This is Tai Zen – currency analyst for prisonorfreedom.com. It’s a blog where we talk about the tools, the techniques, the strategies and the technologies that are available to help people find freedom and health wealth and relationships.. In this episode of currency analysis. I’m going to talk about how to estimate Bitcoin’s price velocity using ATR.
In today’s objective, we are going to cover “What is the average true range often abbreviation ATR” and we will also talk about “What is the difference between ADR vs. ATR” and ATR stands for “Average daily range” and these two indicators are commonly used and are commonly interchangeable and there’s only a slight difference between the two.

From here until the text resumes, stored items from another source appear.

Issue #11902, opened 2025-02-28
Fix handling of conflict when a folder title is changed


laurent22:
A user did this:

> I had three notebooks (was still getting the hang of it after months). One was work related, the other one was a generic "notes" and the third was for travelling.
> I discovered one can nest notebooks, so I renamed "notes" to "Personal" and then dragged "travelling" inside of it.
> As soon as Joplin synchronised, "Personal" disappeared, and with it all my personal notes.

This is part of the deletion log:

```
2025-02-28 14:30:12: DeleteAction: sync: handleConflictAction: non-note conflict: folder title: "Personal",titles: REDACTED...
2025-02-28 14:30:12: DeleteAction: sync: handleConflictAction: non-note conflict: folder title: "Personal",titles: REDACTED...
2025-02-28 14:30:13: DeleteAction: sync: handleConflictAction: non-note conflict: folder title: "Personal",titles: REDACTED...
2025-02-28 14:30:13: DeleteAction: sync: handleConflictAction: non-note conflict: folder title: "Personal",titles: REDACTED...
2025-02-28 14:30:14: DeleteAction: sync: handleConflictAction: non-note conflict: folder title: "Personal",titles: REDACTED...
2025-02-28 14:30:14: DeleteAction: sync: handleConflictAction: non-note conflict: folder title: "Personal",titles: REDACTED...
2025-02-28 14:30:14: DeleteAction: sync: handleConflictAction: non-note conflict: folder title: "Personal",titles: REDACTED...
```

Based on this it seems "Personal" was detected as having been deleted. So we need to see if we can replicate this and find out whether conflicts are handled properly or not.

Additional feedback from user:

> I did not delete these on any other device (it is something I was testing out for the first time on this laptop).
> 
> I don't know if it helps, but I also tried to rearrange the notebooks (which I realised one cannot do), so I wonder if that had any impact on Joplin.

That's interesting - so it seems it's possible to create a conflict even if no other device is synchronising with the sync target. That was with Dropbox, so we should test with it. Make many changes to notebooks - change title, move them in other notebooks, etc. And see if we can replicate a conflict.

More information:

> I had a notebook for the company I work for, let's say "Company".
> I decided to nest it under a new notebook called "Work", therefore I right-clicked on it and create a new notebook called "Work". However now it was "Work" inside "Company", so I dragged "Work" out and then dragged "Company" into it.

[...]

Issue #12082, opened 2025-04-10
--profile flag appears to be broken


laurent22:
> I can confirm that the --profile switch seems broken. Some Joplin processes appear in the background, however the application doesn't show up on the screen at all. Without --profile, it does launch normally.

God-damnit-all:
While still broken in 3.3.5, if your profile directory happens to be named JoplinProfile, you can instead set the PORTABLE_EXECUTABLE_DIR env variable to its parent directory.

If not, you could create a temporary directory and then insert into it a symbolic link named JoplinProfile that points to your profile directory, and then set PORTABLE_EXECUTABLE_DIR env variable to that temporary directory.

laurent22:
It works for me in 3.3.4

God-damnit-all:
> It works for me in 3.3.4

It is most certainly not working in either 3.3.4 or 3.3.5 but still works in 3.3.3. I'm not the person you quoted there, @tomasz1986 was.

https://github.com/laurent22/joplin/issues/12021#issuecomment-2792299469

laurent22:
I tried with the dev app and prod app on macOS and couldn't replicate. I also don't see anything in the logic that could prevent it from working, so I'd need more information

tomasz1986:
Yeah, not sure what the glitch was about, as I did experience the symptoms described in the linked comment, but I can confirm that the application does work as expected with the `--profile` switch (tried both v3.3.4 and v3.3.5).

God-damnit-all:
> Yeah, not sure what the glitch was about, as I did experience the symptoms described in the linked comment, but I can confirm that the application does work as expected with the `--profile` switch (tried both v3.3.4 and v3.3.5).

So are you using Windows or not?

tomasz1986:
> So are you using Windows or not?

Yes, Windows 10 and 11 here.

God-damnit-all:
> > So are you using Windows or not?
> 
> Yes, Windows 10 and 11 here.

So it's probably a Windows-specific problem then if it's working on Mac. I know how much the dev team loves fixing Windows-specific problems.

God-damnit-all:
@laurent22 I think I know what the problem is. This is the only use of `mkdirpSync` in the codebase it seems, and my guess is it's a path issue where it's trying to use a Unix-based path on Windows and it fails.

God-damnit-all:
[...]

PR #12140, opened 2025-04-21
Desktop: Fix infinite loop on startup after quickly moving folders

personalizedrefrigerator:
# Summary

This pull request fixes an infinite loop that could be caused by an invalid folder hierarchy. This issue could prevent the app from starting or cause Joplin to display a blank screen.

## Background

The issue fixed by this pull request was observed while investigating #11902 — after quickly moving folders in and out of the trash, Joplin failed to start. If [`debugEarlyBugs`](https://github.com/laurent22/joplin/blob/f71ffa1644ad989a6be208c8313eacc88617c89c/packages/app-desktop/ElectronAppWrapper.ts#L183) is enabled, the window is blank and the console is empty.

I haven't been able to reproduce the issue by quickly moving folders in a new profile.

## Alternatives

This fix isn't ideal. It fixes the infinite loop, but doesn't fix or prevent invalid folder hierarchies. Alternatives include:
1. Adding a startup task to check for and remove cycles in the folder hierarchy.
    - Possible concern: This only fixes the issue at startup. Joplin can still create cycles in the folder hierarchy during runtime.
    - Possible concern: Startup performance for large numbers of folders — this should be done after loading the list of all folders.
2. Adding a database migration to check for cycles **and** add a check to `Folder.save`.
    - Possible issue: Loading parent folders is `async`, unless information about the folder hierarchy can be fetched without accessing the database. Async database access in this check may lead to race conditions.

# Testing plan

1. Start Joplin
2. Verify that Joplin starts and that an `Invalid state` warning is logged.
4. Verify that it's possible to open a folder and create a new note.

### DIFF
--- a/packages/lib/models/Folder.test.ts
+++ b/packages/lib/models/Folder.test.ts
@@ -163,6 +163,23 @@ describe('models/Folder', () => {
 		}
 	}));
 
+	it('folder hierarchy cycles should not cause addNoteCounts to loop infinitely', async () => {
+		const f1 = await Folder.save({ title: 'folder1' });
+		const f2 = await Folder.save({ title: 'folder2', parent_id: f1.id });
+		const f3 = await Folder.save({ title: 'folder3', parent_id: f2.id });
+		await Note.save({ title: 'test', parent_id: f1.id });
+
+		// Create a cycle.
+		// Note: This has been observed to happen, likely as a result of a bug in other code.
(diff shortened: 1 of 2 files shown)


God-damnit-all:
Fixed the --profile issue on Windows: #12082

laurent22:
> Fixed the --profile issue on Windows: #12082

I don't think that's related though. Maybe something else fixed whatever was not working (I couldn't replicate)

PR #12144, opened 2025-04-22
Web: Fix tapping outside alert/confirm dialogs doesn't dismiss them correctly

personalizedrefrigerator:
# Summary

This pull request fixes an issue where calls to `shim.showMessageBox` could return a promise that never resolves if the dialog was dismissed by tapping on its background. This issue was present on web and possibly Android.

# Testing plan

In addition to this pull request's automated test, the change has been tested manually by:
1. Opening the plugin configuration screen.
2. Installing an invalid plugin from a file.
3. Waiting for the error dialog to be shown.
4. Tapping outside of the dialog to dismiss it.
5. Verifying that the "Installing" button no longer shows a "loading" indicator.


laurent22:
There's a conflict on one file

I will explain that in a minute and then we will also cover “How to use Bitcoins ATR to measure volatility, How to use Bitcoins ATR to set stop-loss and how to use Bitcoins ATR to measure time and distance for a price projection or estimation”. And then lastly, I will go over “What is the ideal ATR setting?” Okay. So let’s go ahead and get started here.
Once again, excuse me, I will use tradingview.com as my analysis platform. The reason why I’m doing this ATR or average true range video is– if you’ll look here in the comments, I was commenting and updating everyone on one of the example trades that I posted yesterday on how to manage a trade and over here.
Anthony asked me “How do you use ATR indicator in your last chart?” And I’m sure that the reason why he’s asking me this is I stated over and over that, I do not use indicators in my trading. And so when he noticed that I have one indicator here at the bottom of my chart, I think that’s probably what prompted him to ask how I’m using it. So this video is for Anthony and the other folks that see me using the ATR… Oh, up here LiveLearn here.
So the first thing is, what is the average true range? Okay, so then I’m gonna to go to this chart here, the average to rank. I’m pulling up Facebook here as an example because it has the quality. It’s not a 24-hour market like Bitcoin is so it’s a lot easier to explain ATR and ADR. ATR – the average true range is how much it moves in that day. So in this particular case yesterday the average true range– see how it says 62.44.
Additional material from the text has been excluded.